Seeking a Quaker Advent
George Amoss, who blogs at Postmodern Quaker, wrote that the first Quakers were truly apocalyptic. In the phrase “Christ has come to teach his people himself…” those first Friends experienced the Second Coming of Christ in discovering the Spirit of love within the very heart of their being. It transformed their world; they lived in what Jesus had called the Kingdom of God. Mystically, they were one with God by virtue of love’s identity. From the moment of “visitation,” when love re-created them, Friends knew themselves to be the Word of God in human form, the body of Christ in the world. Prophetically, living in the Spirit in which Jesus had lived, they shared the compassionate awareness and urgent concern for equality, justice, and peace that had characterized Jesus’ life’s work. This is what true Advent is about, living in that life and power, discovering the spirit of love at the heart of their being.

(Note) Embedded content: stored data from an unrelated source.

PR #3540, opened 2023-03-10
In release.py, don't create a new release tag if there already exists a draft release

maggie-lou:
This will make the script more idempotent if the auto-release workflow reruns it, and will help minimize user error if you forget to add the skip_version_bump flag.

### DIFF
--- a/release.py
+++ b/release.py
@@ -1,5 +1,6 @@
 #!/usr/bin/env python3
 import argparse
+from github import Github
 import re
 import subprocess
 import sys
@@ -44,6 +45,11 @@ def workspace_is_clean():
                          shell=True, stdout=subprocess.PIPE,
                          stderr=subprocess.STDOUT)
     return len(p.stdout.readlines()) == 0
+
+def is_draft_release(version_tag):
+    g = Github()
+    release = g.get_repo("buildbuddy-io/buildbuddy").get_release(version_tag)
+    return release.draft
 
 def bump_patch_version(version):
     parts = version.split(".")
@@ -145,9 +151,6 @@ def main():
     parser.add_argument('--skip_latest_tag', default=False, action='store_true')
     args = parser.parse_args()
 
-    bump_version = not args.skip_version_bump
-    update_latest_tag = not args.skip_latest_tag
-
     if workspace_is_clean():
         print("Workspace is clean!")
     elif args.allow_dirty:
@@ -157,6 +160,7 @@ def main():
             'Please run this in a clean workspace!')
 
     old_version = get_latest_remote_version()
+    bump_version = not(args.skip_version_bump or is_draft_release(old_version))
     new_version = old_version
     if bump_version:
         new_version = bump_patch_version(old_version)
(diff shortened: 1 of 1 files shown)


maggie-lou:
* master
  * **PR #3540** <a href="https://app.graphite.dev/github/pr/buildbuddy-io/buildbuddy/3540" target="_blank">Graphite</a>  👈

This comment was auto-generated by [Graphite](https://app.graphite.dev/github/pr/buildbuddy-io/buildbuddy/3540?utm_source=stack-comment).

release.py
```diff
@@ -1,5 +1,6 @@
 #!/usr/bin/env python3
 import argparse
+from github import Github
```
bduffany, line 3: This `github` package likely isn't installed on everyone's dev machines - it'd be slightly less of a hassle to curl the releases API using the built-in requests lib

release.py
```diff
@@ -149,6 +155,7 @@ def main():
     parser.add_argument('--allow_dirty', default=False, action='store_true')
     parser.add_argument('--skip_version_bump', default=False, action='store_true')
     parser.add_argument('--skip_latest_tag', default=False, action='store_true')
+    parser.add_argument('--github_token')
```
bduffany, line 158: nit: use an env var for this instead, e.g. `os.environ.get('GITHUB_TOKEN')`

release.py
```diff
@@ -46,10 +46,16 @@ def workspace_is_clean():
                          stderr=subprocess.STDOUT)
     return len(p.stdout.readlines()) == 0
 
-def is_draft_release(version_tag):
-    g = Github()
-    release = g.get_repo("buildbuddy-io/buildbuddy").get_release(version_tag)
-    return release.draft
+def is_draft_release(github_token, version_tag):
+    query_url = f"https://api.github.com/repos/buildbuddy-io/buildbuddy/releases/tags/{version_tag}"
```
bduffany, line 50: hm I'm not sure this `/tags/{tag}` endpoint works until the release is published - over in over in `buildbuddy-io/buildbuddy-ci-playground` I created a draft release v0.0.0 and then a published release v0.0.1, and if I curl this URL for v0.0.0 I get a 404 response even when authenticated, but the v0.0.1 release returns just fine.

Instead I think we could curl the latest page of `/releases` then scan for a release with the tag_name field == version_tag, and draft == True

release.py
```diff
@@ -46,10 +46,16 @@ def workspace_is_clean():
...
+    headers = {'Authorization': f'token {github_token}'}
+    r = requests.get(query_url, headers=headers)
+    if r.status_code == 401:
+        die("Invalid github credentials. Did you pass a valid github token?")
+    elif r.status_code == 404:
+        die(f"No release found for version tag {version_tag}.")
```
bduffany, line 56: I think we can return false in this case? (no release found means no draft release was found either)

release.py
maggie-lou: Done

release.py
maggie-lou: Ah good catch - updated

release.py
maggie-lou: Refactored so that if no release is found, we also skip the version bump. I thought this could be helpful if we create a tag with release.py, but the workflow that creates the release fails. We may want to rerun release.py, but wouldn't expect it to bump the version again

iain-macdonald (approved):

PR #3541, opened 2023-03-11
In release.py, don't push to gcr if image with that tag already exists

maggie-lou:
---

**Version bump**: TODO


maggie-lou:
* master
  * **PR #3540** <a href="https://app.graphite.dev/github/pr/buildbuddy-io/buildbuddy/3540" target="_blank">Graphite</a> 
    * **PR #3541** <a href="https://app.graphite.dev/github/pr/buildbuddy-io/buildbuddy/3541" target="_blank">Graphite</a>  👈

This comment was auto-generated by [Graphite](https://app.graphite.dev/github/pr/buildbuddy-io/buildbuddy/3541?utm_source=stack-comment).

release.py
```diff
@@ -117,20 +123,34 @@ def update_docker_images(version_tag, update_latest_tag):
...
-    push_image('//enterprise/deployment:release_executor_enterprise', image_tag='enterprise-'+version_tag)
+    if not gcr_tag_exists("flame-public/buildbuddy-executor-enterprise", enterprise_tag):
+        push_image('//enterprise/deployment:release_executor_enterprise', image_tag=enterprise_tag)
+        pushed_enterprise_exec_image = True
 
     # update "latest" tags
     if update_latest_tag:
         # OSS app
-        push_image('//deployment:release_onprem', image_tag='latest')
+        if pushed_oss_image:
```
bduffany, line 146: if this script fails on e.g.  line 136, then when we retry this script, `pushed_oss_image` will be false since the `gcr_tag_exists` check will return false, and we won't update the latest tag on line 147, but should.

one thing that could work is to use the docker API for each of these 3 images to resolve the image digests for both the vX.Y.Z tag and the 'latest' tag, and if the digests are mismatched, then pull the vX.Y.Z tag and re-tag+push as 'latest' (pull+push would be much faster than re-building, and guarantees that the rebuild doesn't result in a new digest if the bazel build isn't 100% reproducible from the preceding failed run, which should be rare but can happen)

bduffany: Looks like we can also do it without pushing/pulling: https://stackoverflow.com/a/72908550

release.py
```diff
@@ -88,6 +88,11 @@ def confirm_new_version(version):
         version = get_version_override()
     return version
 
+def gcr_tag_exists(project, tag):
+    query_url = f"https://gcr.io/v2/{project}/tags/list"
```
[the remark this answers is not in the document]
maggie-lou: Nice - fixed.

release.py
maggie-lou: Fixed

release.py
```diff
@@ -106,35 +113,48 @@ def create_and_push_tag(old_version, new_version, release_notes=''):
...
+        if latest_image is None:
+            die(f"Could not fetch image with latest tag from project {project}.")
+
+        should_update_latest_tag = version_image["config"]["digest"] != latest_image["config"]["digest"]
+        if should_update_latest_tag:
+            add_tag_cmd = f"y | gcloud container images add-tag gcr.io/{project}:{version_tag} gcr.io/{project}:latest"
+            run_or_die(add_tag_cmd)
+
+def push_image_with_bazel(bazel_target, image_tag):
+    print(f"Pushed docker image target {bazel_target} tag {image_tag}")
```
iain-macdonald, line 136: s/Pushed/Pushing  ?

release.py
```diff
@@ -106,35 +113,48 @@ def create_and_push_tag(old_version, new_version, release_notes=''):
     push_tag_cmd = 'git push origin %s' % new_version
     run_or_die(push_tag_cmd)
 
-def push_image(target, image_tag):
+def push_image_for_project(project, version_tag, bazel_target, skip_update_latest_tag):
+    version_image = get_image(project, version_tag)
+    if version_image is None:
+        push_image_with_bazel(bazel_target, version_tag)
+
+    if not skip_update_latest_tag:
```
iain-macdonald, line 121: nit: I would use a guard clause here:

```
if skip_update_latest_tag:
    return
...
```

iain-macdonald (approved):

bduffany (approved):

With the first Friends, Christianity itself was reborn from a superstition-laden religious system of personal salvation from the wrath of a displeased god into a living expression of love in the world. Through the awakening of the compassionate heart within them, early Quakers redeemed the Christianity of their day and led their society closer to the vision of Jesus. As Quakers today, we are heirs to their experience. We are in a to distinguish the wheat from the chaff in Christian tradition and practice, as we seek to discover and live from the heart of compassion, the Spirit of Christ within us. In a time when mainstream Christianity is too often a force against human welfare and liberty, we, like those first Friends, can offer an experience of the living Christ that breaks apart the prejudices and constraints of common religious forms while appealing to the love and beauty from which those forms devolved. By way of our words and our lives, we can demonstrate the love through which Jesus and the early Friends exploded superstition, challenged oppression, and witnessed effectively to liberty, justice, and peace.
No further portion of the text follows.